Records from a dataset:
Issue #1745, opened 2024-07-09
Feature request: support for host or hypervisor_hostname arguments in openstack_compute_instance_v2


gespinozat:
Hi, 

Do you have any plans to support the `host` or `hypervisor_hostname` as arguments for instance creation?
Since the OpenStack Nova API microversion 2.74, you can provide a host or hypervisor_hostname when [creating an instance](https://docs.openstack.org/api-ref/compute/?expanded=list-hypervisors-detail%2Ccreate-server-detail#create-server).

To support this feature some changes are required in gophercloud.
There is already an [open issue.](https://github.com/gophercloud/gophercloud/issues/2499)

### Affected Resource(s)
openstack_compute_instance_v2

ngin8-beta:
@kayrus 
When do you expect the release that includes this merge? I’m interested because I need to use this feature in my project.

kayrus:
@ngin8-beta probably next week.

ngin8-beta:
@kayrus 
I’ve been keeping an eye on the progress, but there doesn’t seem to be any recent activity. I’d like to start using this feature soon—would it be possible for you to release it? I’ve been using a self-built binary for now, but it’s a hassle to require my team members to do the same.

kayrus:
@ngin8-beta  apologies, I'm extremely busy this week

ngin8-beta:
@kayrus 
Are you going to be busy for a while longer?

ngin8-beta:
@kayrus 
I think it's okay to close this issue.

PR #1837, opened 2025-03-05
 Add `hypervisor_hostname` Option to Compute Instance

ngin8-beta:
Issue: #1745

This pull request adds the ability to specify `hypervisor_hostname` during Compute Instance creation in order to support OpenStack Nova API microversion >2.74. 
  
change :
        - Added `hypervisor_hostname` to the resource schema.
        - Introduced an acceptance test to verify that the `hypervisor_hostname` parameter is correctly processed.

Ad-hoc Test Results:
In our local OpenStack (DevStack) environment, we confirmed that:

   - The `hypervisor_hostname` is correctly included in the API request during Compute Instance creation.
   - There are no adverse effects on existing functionalities (e.g., instance creation and updates).

### DIFF
--- a/openstack/resource_openstack_compute_instance_v2.go
+++ b/openstack/resource_openstack_compute_instance_v2.go
@@ -179,10 +179,11 @@ func resourceComputeInstanceV2() *schema.Resource {
 				},
 			},
 			"hypervisor_hostname": {
-				Type:     schema.TypeString,
-				Computed: true,
-				Optional: true,
-				ForceNew: true,
+				Type:          schema.TypeString,
+				Computed:      true,
+				Optional:      true,
+				ForceNew:      true,
+				ConflictsWith: []string{"personality"},
 			},
 			"metadata": {
 				Type:     schema.TypeMap,
@@ -350,7 +351,8 @@ func resourceComputeInstanceV2() *schema.Resource {
 						},
 					},
 				},
-				Set: resourceComputeInstancePersonalityHash,
+				Set:           resourceComputeInstancePersonalityHash,
+				ConflictsWith: []string{"hypervisor_hostname"},
 			},
 			"stop_before_destroy": {
 				Type:     schema.TypeBool,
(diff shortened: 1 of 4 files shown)


ngin8-beta:
@nikParasyr @kayrus
I submitted a pull request, but it failed the acceptance tests. Should I investigate and resolve these errors? Please let me know what actions I need to take for it to be merged.

kayrus:
@ngin8-beta thanks for the PR. Unfortunately it is not complete, you just declared a new `hypervisor_hostname` argument, but it is not used anywhere else. You need to pass it to the corresponding argument to create opts.
Also you need to bump gophercloud to include the https://github.com/gophercloud/gophercloud/pull/3309 PR.
And please make corresponding documentation adjustments.

ngin8-beta:
@kayrus 
I have made revisions to the points you mentioned, as best as I could. How does it look?

kayrus:
Thanks for the update. I noticed that API reference mentions that the microservice API version must be 2.74. https://docs.openstack.org/api-ref/compute/#create-server
e.g. https://github.com/terraform-provider-openstack/terraform-provider-openstack/blob/5d9a8714a39f7910988580e5a9a82ab11c24bbf9/openstack/resource_openstack_compute_instance_v2.go#L477

ngin8-beta:
OK. It should include processing to return an error if the version is below v2.74, right? Is there a function provided for checking the API version?

ngin8-beta:
I tried specifying the microservice API version.

openstack/resource_openstack_compute_instance_v2.go
```diff
@@ -178,6 +178,11 @@ func resourceComputeInstanceV2() *schema.Resource {
 					},
 				},
 			},
+			"hypervisor_hostname": {
+				Type:     schema.TypeString,
+				Optional: true,
```
kayrus, line 183: you need to add `Computed: true`, otherwise servers, which were created in previous provider versions will be forced to be recreated.

ngin8-beta:
I have made code modifications based on your review.

ngin8-beta:
I investigated an error that occurred during test execution.
- TestAccComputeInstanceV2_hypervisorHostname
```
Compute host my-hypervisor could not be found.
```
This error likely occurs because the hostname of the DevStack itself needs to be specified. Do you know what the default hostname of DevStack is? Or is it necessary to explicitly specify the hostname?
I am not very familiar with automated testing.

ngin8-beta:
After deploying DevStack, I may need to retrieve the hypervisor_hostname information. However, I have not yet found an effective method to achieve this.

kayrus (approved):

PR #1838, opened 2025-03-06
Fix all-in quota creation for resource_openstack_blockstorage_quotaset_v3

StopMotionCuber:
This is a copy of #1316 for the blockstorage quotaset, as the issue is also present there (right now quotas are set to 0 if not set. This is documented, but not intuitive behavior). The fix seems straightforward.

There are 4 quota resources for which this behavior is different:
 - `resource_openstack_blockstorage_quotaset_v3`: Fixed with this PR
 - `resource_openstack_compute_quotaset_v2`: Fixed with #1304, however the [docs](https://github.com/terraform-provider-openstack/terraform-provider-openstack/blob/main/docs/resources/compute_quotaset_v2.md?plain=1#L19) have not been updated for that
 - `openstack_networking_quota_v2`: Fixed with #1316, however the [docs](https://github.com/terraform-provider-openstack/terraform-provider-openstack/blob/main/docs/resources/networking_quota_v2.md?plain=1#L19) have not been updated for that
 - `resource_openstack_lb_quota_v2`: Has not been fixed (still sets values on the API to 0), however I'm not planning on using that personally so I don't care too much about this [reference](https://github.com/terraform-provider-openstack/terraform-provider-openstack/blob/main/openstack/resource_openstack_lb_quota_v2.go#L106). If wanted, I could extend the scope of this PR to also include a fix on that quota

So a few questions:
1. Is this seen as a bug, such that an update is wanted?
2. Should I extend the scope of the PR to include removing the invalid notes on `resource_openstack_compute_quotaset_v2` and `openstack_networking_quota_v2`?
3. Should I extend the scope of the PR to include a fix for `resource_openstack_lb_quota_v2`?

### DIFF
--- a/openstack/resource_openstack_blockstorage_quotaset_v3.go
+++ b/openstack/resource_openstack_blockstorage_quotaset_v3.go
@@ -103,7 +103,7 @@ func resourceBlockStorageQuotasetV3Create(ctx context.Context, d *schema.Resourc
 
 	updateOpts := quotasets.UpdateOpts{}
 	projectID := d.Get("project_id").(string)
-	if v, ok := getOkExists(d, "fixed_ips"); ok {
+	if v, ok := getOkExists(d, "volumes"); ok {
 		value := v.(int)
 		updateOpts.Volumes = &value
 	}
--- a/openstack/resource_openstack_blockstorage_quotaset_v3.go
+++ b/openstack/resource_openstack_blockstorage_quotaset_v3.go
@@ -101,30 +101,43 @@ func resourceBlockStorageQuotasetV3Create(ctx context.Context, d *schema.Resourc
 		return diag.Errorf("Error creating OpenStack block storage client: %s", err)
 	}
 
+	updateOpts := quotasets.UpdateOpts{}
 	projectID := d.Get("project_id").(string)
-	volumes := d.Get("volumes").(int)
-	snapshots := d.Get("snapshots").(int)
-	gigabytes := d.Get("gigabytes").(int)
-	perVolumeGigabytes := d.Get("per_volume_gigabytes").(int)
-	backups := d.Get("backups").(int)
-	backupGigabytes := d.Get("backup_gigabytes").(int)
-	groups := d.Get("groups").(int)
+	if v, ok := getOkExists(d, "fixed_ips"); ok {
+		value := v.(int)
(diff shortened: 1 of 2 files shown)


kayrus:
@StopMotionCuber please rebase on main

StopMotionCuber:
So, seems like acceptance tests are failing, but my knowledge about the testing is low and I'm not too eager to scan through 30k lines of output to find those lines which are relevant.

@kayrus would be great if you could determine whether the failures are related to my PR or if it's just flaky tests

kayrus:
@StopMotionCuber 

>  Error creating openstack_identity_project_v3: Expected HTTP response code [201 202] when accessing [POST http://10.1.0.9/identity/v3/projects], but got 409 instead: {"error":{"code":409,"message":"Conflict occurred attempting to store project - it is not permitted to have two projects with either the same name or same id in the same domain: name is project_1, project id fa917ab54ebe499494801c279d316df8.","title":"Conflict"}}

openstack/resource_openstack_blockstorage_quotaset_v3.go
```diff
@@ -101,30 +101,43 @@ func resourceBlockStorageQuotasetV3Create(ctx context.Context, d *schema.Resourc
...
+	updateOpts := quotasets.UpdateOpts{}
 	projectID := d.Get("project_id").(string)
-	volumes := d.Get("volumes").(int)
-	snapshots := d.Get("snapshots").(int)
-	gigabytes := d.Get("gigabytes").(int)
-	perVolumeGigabytes := d.Get("per_volume_gigabytes").(int)
-	backups := d.Get("backups").(int)
-	backupGigabytes := d.Get("backup_gigabytes").(int)
-	groups := d.Get("groups").(int)
+	if v, ok := getOkExists(d, "fixed_ips"); ok {
```
kayrus, line 106: You have a typo here
```suggestion
	if v, ok := getOkExists(d, "volumes"); ok {
```

kayrus (approved):

openstack/resource_openstack_blockstorage_quotaset_v3.go
StopMotionCuber: Right... Thanks for spotting and fixing it

PR #1842, opened 2025-03-11
[compute] mark hostname argument optional in hypervisor data source

kayrus:
this should a allow to test `openstack_compute_hypervisor_v2` data source with devstack, when there is only one hypervizor available.


kayrus:
The test against the master devstack branch is failing because of the #1841 
This PR can be merged to avoid unnecessary tests

PR #1860, opened 2025-05-07
fix(openstack_blockstorage_volume_v3) : Allow image_id to be imported when other ids are not present

### LINKED ISSUE #1265: import openstack_blockstorage_volume_v3 does not import image property
### Terraform Version
Terraform v1.0.0
on linux_amd64
+ provider registry.terraform.io/hashicorp/template v2.2.0
+ provider registry.terraform.io/terraform-provider-openstack/openstack v1.42.0

### Affected Resource(s)
- openstack_blockstorage_volume_v3

```hcl
terraform import openstack_blockstorage_volume_v3.bn-p-monitor302-boot 90d5bff0-7fa5-42ab-8f78-b8dbb493a75e

terraform state show openstack_blockstorage_volume_v3.bn-p-monitor302-boot                                                                                                                                                                  
# openstack_blockstorage_volume_v3.bn-p-monitor302-boot:
resource "openstack_blockstorage_volume_v3" "bn-p-monitor302-boot" {
    attachment        = [
        {
            device      = "/dev/vda"
            id          = "90d5bff0-7fa5-42ab-8f78-b8dbb493a75e"
            instance_id = "beb35491-92a2-489b-92ab-55de25645c5e"
        },
    ]
    availability_zone = "nova"
    id                = "90d5bff0-7fa5-42ab-8f78-b8dbb493a75e"
    metadata          = {}
    name              = "bn-p-monitor302-boot"
    region            = "Sto2"
    size              = 100
    volume_type       = "ceph_hdd"

    timeouts {}
}

(openstack) volume show -f yaml bn-p-monitor302-boot
attachments:
- attached_at: '2021-03-07T21:31:56.000000'
  attachment_id: 728a4e92-8793-4fbf-a9ec-482ac36c13ed
  device: /dev/vda
  host_name: null
  id: 90d5bff0-7fa5-42ab-8f78-b8dbb493a75e
  server_id: beb35491-92a2-489b-92ab-55de25645c5e
  volume_id: 90d5bff0-7fa5-42ab-8f78-b8dbb493a75e
availability_zone: nova
bootable: 'true'
consistencygroup_id: null
created_at: '2020-06-15T13:42:07.000000'
description: null
encrypted: false
id: 90d5bff0-7fa5-42ab-8f78-b8dbb493a75e
multiattach: false
name: bn-p-monitor302-boot
os-vol-tenant-attr:tenant_id: 94d681cda9614469969df100d1317e33
properties: {}
replication_status: null
size: 100
snapshot_id: null
source_volid: null
status: in-use
type: ceph_hdd
updated_at: '2021-03-07T21:33:13.000000'
user_id: 3dc521e219804df59a2d4f4e08cdbe32
volume_image_metadata:
  checksum: d89eb49f2c264d29225cecf2b6c83322
  container_format: bare
  disk_format: qcow2
  image_id: 0ef89c1e-1a83-4e8e-98c5-34ed8a841881
  image_name: CentOS-8-GenericCloud-8.1.1911-20200113.3.x86_64
  min_disk: '0'
  min_ram: '0'
  signature_verified: 'False'
  size: '716176896'
```

### Expected Behavior
Expected image to be imported else terraform will want to recreate the resource when adding an image to the volume.

### Actual Behavior
image_id is empty after the import and terraform wants to recreate the volyme as it thinks a new image_id have been added (from blank to 0ef89c1e-1a83-4e8e-98c5-34ed8a841881)

### Steps to Reproduce
1. `create a volume
resource "openstack_blockstorage_volume_v3" "bn-p-monitor302-boot" {
  name                 = "bn-p-monitor302-boot"
  size                    = 1
  image_id            = "0ef89c1e-1a83-4e8e-98c5-34ed8a841881"
}`
2. `terraform apply`
3. `terraform state rm openstack_blockstorage_volume_v3.bn-p-monitor302-boot`
4. `terraform import openstack_blockstorage_volume_v3.bn-p-monitor302-boot VOLUMEID`
5. `terraform apply`

jsittaro:
This should fix the problem with image_id that was not imported into the state by adding it in the importing process. But this comes with two catches:

- The first one happens when image_id and at other id is present at the same time because of OpenStack keeping ``ImageMetadata`` when using a snapshot or another volume as base, therefore making a conflict who the two ids. To make sure that they are not conflicting each other, image_id is only set if the other ids are not present.
- As of today, OpenStack are accepting an image name on image_id field as there are resolving it internally[1]. But in this scenario, as the import function imports the ID and not the name in ``image_id`` field, Terraform will try to force-recreate the volume when applying. For a workaround, user should be using directly a image_id or get it from ``openstack_images_image_v2`` datasource.

As this is my first contribution, I am not sure if this is the correct solution, so I am open to comment if this PR needs improvement.

Fixes #1265

[1]: https://github.com/openstack/cinder/blob/635bdab2c0d44e95e499a1d13296446171d5e4ef/cinder/api/v3/volumes.py#L364 and https://github.com/openstack/cinder/blob/635bdab2c0d44e95e499a1d13296446171d5e4ef/cinder/api/v2/volumes.py#L136

### DIFF
--- a/openstack/resource_openstack_blockstorage_volume_v3.go
+++ b/openstack/resource_openstack_blockstorage_volume_v3.go
@@ -2,6 +2,7 @@ package openstack
 
 import (
 	"context"
+	"fmt"
 	"log"
 	"net/http"
 	"time"
@@ -23,7 +24,7 @@ func resourceBlockStorageVolumeV3() *schema.Resource {
 		UpdateContext: resourceBlockStorageVolumeV3Update,
 		DeleteContext: resourceBlockStorageVolumeV3Delete,
 		Importer: &schema.ResourceImporter{
-			StateContext: schema.ImportStatePassthroughContext,
+			StateContext: resourceBlockStorageVolumeV3Import,
 		},
 
 		Timeouts: &schema.ResourceTimeout{
@@ -283,16 +284,6 @@ func resourceBlockStorageVolumeV3Read(ctx context.Context, d *schema.ResourceDat
 		d.Set("volume_retype_policy", "never")
 	}
 
-	// As we can have a snapshot_id with an image_id if the VolumeImageMetadata is stored in the snapshot for exemple,
-	// we want to exclude image_id when one of the others ids are used
-	_, snapshotExists := d.GetOk("snapshot_id")
-	_, backupExists := d.GetOk("backup_id")
-	_, sourcevolExists := d.GetOk("source_vol_id")
-
-	if !snapshotExists && !backupExists && !sourcevolExists {
-		d.Set("image_id", v.VolumeImageMetadata["image_id"])
-	}
-
 	attachments := flattenBlockStorageVolumeV3Attachments(v.Attachments)
 	log.Printf("[DEBUG] openstack_blockstorage_volume_v3 %s attachments: %#v", d.Id(), attachments)
 	if err := d.Set("attachment", attachments); err != nil {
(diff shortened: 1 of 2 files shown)


openstack/resource_openstack_blockstorage_volume_v3.go
```diff
@@ -283,6 +283,16 @@ func resourceBlockStorageVolumeV3Read(ctx context.Context, d *schema.ResourceDat
...
 	}
 
+	// As we can have a snapshot_id with an image_id if the VolumeImageMetadata is stored in the snapshot for exemple,
+	// we want to exclude image_id when one of the others ids are used
+	_, snapshotExists := d.GetOk("snapshot_id")
+	_, backupExists := d.GetOk("backup_id")
+	_, sourcevolExists := d.GetOk("source_vol_id")
+
+	if !snapshotExists && !backupExists && !sourcevolExists {
+		d.Set("image_id", v.VolumeImageMetadata["image_id"])
```
kayrus, line 293: does it makes sense always set this attribute without any condition?

jsittaro: Hello @kayrus and thanks for the review. Also, sorry for the delay of the response, I was a bit occupied at my work.

If I understand your question, you ask why not set ``image_id`` all time without any condition. If this is the question, this is not possible for one reason: ``image_id``, ``snapshot_id``, ``backup_id`` and ``source_vol_id`` is excluded each other (``ConflictWith`` statement on the schema) and two ids may be present both in some circumstance.
For example, when you make a snapshot of a volume that was originally created with an image and someone decides to create a new volume with that snapshot, ``ImageMetadataVolume`` is carried over to the new volume and we got ``image_id`` and ``snapshot_id`` as the same time.
In this case:
    - Terraform will try to replace my volume because image_id is not set in my configuration and the plan wants to remove it therefore forcing recreation of the volume.
    - If I add ``image_id`` to match the volume on OpenStack and the state on Terraform, Terraform will disallow me to do that because now I have two values that are conflicting each other.
So, due to that, ``image_id`` need to be behind a condition to make sure that image ID is out of way when Terraform importing or refreshing it into the state when the volume is based on a snapshot, backup or a source volume.

kayrus: I guess terraform will recreate the resource even with the condition.
I suppose you need this for an import only, right? Then let's adjust the import function only and leave the read function as is.

jsittaro:
Hello,
I have moved this into the import function only and changed the description to match the current state of this PR. 
On the way, I added a import test to ensure that image_id is present when it should be here and slightly changed the condition to pass the basic import test as there were falling when image_id was present with empty string.

kayrus (approved):
LGTM, thanks!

> Goal of the exercise
Give an exact copy of the lines above, from the top of the records to the line that contains "I think it's okay to close this issue.", taking in both ends.

> Reply to the exercise
Issue #1745, opened 2024-07-09
Feature request: support for host or hypervisor_hostname arguments in openstack_compute_instance_v2


gespinozat:
Hi, 

Do you have any plans to support the `host` or `hypervisor_hostname` as arguments for instance creation?
Since the OpenStack Nova API microversion 2.74, you can provide a host or hypervisor_hostname when [creating an instance](https://docs.openstack.org/api-ref/compute/?expanded=list-hypervisors-detail%2Ccreate-server-detail#create-server).

To support this feature some changes are required in gophercloud.
There is already an [open issue.](https://github.com/gophercloud/gophercloud/issues/2499)

### Affected Resource(s)
openstack_compute_instance_v2

ngin8-beta:
@kayrus 
When do you expect the release that includes this merge? I’m interested because I need to use this feature in my project.

kayrus:
@ngin8-beta probably next week.

ngin8-beta:
@kayrus 
I’ve been keeping an eye on the progress, but there doesn’t seem to be any recent activity. I’d like to start using this feature soon—would it be possible for you to release it? I’ve been using a self-built binary for now, but it’s a hassle to require my team members to do the same.

kayrus:
@ngin8-beta  apologies, I'm extremely busy this week

ngin8-beta:
@kayrus 
Are you going to be busy for a while longer?

ngin8-beta:
@kayrus 
I think it's okay to close this issue.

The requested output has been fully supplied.